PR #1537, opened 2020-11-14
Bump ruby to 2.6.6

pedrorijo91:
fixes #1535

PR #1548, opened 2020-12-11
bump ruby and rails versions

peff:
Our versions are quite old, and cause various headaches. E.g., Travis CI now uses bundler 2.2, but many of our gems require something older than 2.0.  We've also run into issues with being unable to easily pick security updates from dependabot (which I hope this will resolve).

——

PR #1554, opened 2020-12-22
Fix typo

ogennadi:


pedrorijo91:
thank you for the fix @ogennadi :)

——

▶ [TASK OBJECTIVE]:
For the lines above, output exactly those from the line containing "bump ruby and rails versions" through the line containing "Our versions are", and skip the others.

▶ [PROBLEM SOLUTION]:
bump ruby and rails versions

peff:
Our versions are quite old, and cause various headaches. E.g., Travis CI now uses bundler 2.2, but many of our gems require something older than 2.0.  We've also run into issues with being unable to easily pick security updates from dependabot (which I hope this will resolve).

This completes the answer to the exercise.